Below are the entries; count the lines in them that contain the word "with" and give only the number.

Dataset entries:
________________________________________

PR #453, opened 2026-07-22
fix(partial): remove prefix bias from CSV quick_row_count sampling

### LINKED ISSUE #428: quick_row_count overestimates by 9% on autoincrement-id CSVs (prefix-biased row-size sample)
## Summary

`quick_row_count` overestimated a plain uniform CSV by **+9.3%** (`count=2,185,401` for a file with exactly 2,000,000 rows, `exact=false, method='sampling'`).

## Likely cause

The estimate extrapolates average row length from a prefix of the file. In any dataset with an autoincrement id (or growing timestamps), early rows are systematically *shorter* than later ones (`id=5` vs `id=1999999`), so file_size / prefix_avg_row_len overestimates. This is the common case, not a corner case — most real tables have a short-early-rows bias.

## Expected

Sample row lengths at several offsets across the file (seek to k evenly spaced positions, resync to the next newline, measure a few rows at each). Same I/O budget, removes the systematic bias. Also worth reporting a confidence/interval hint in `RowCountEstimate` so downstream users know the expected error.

________________________________________

▶ _Response below_:
2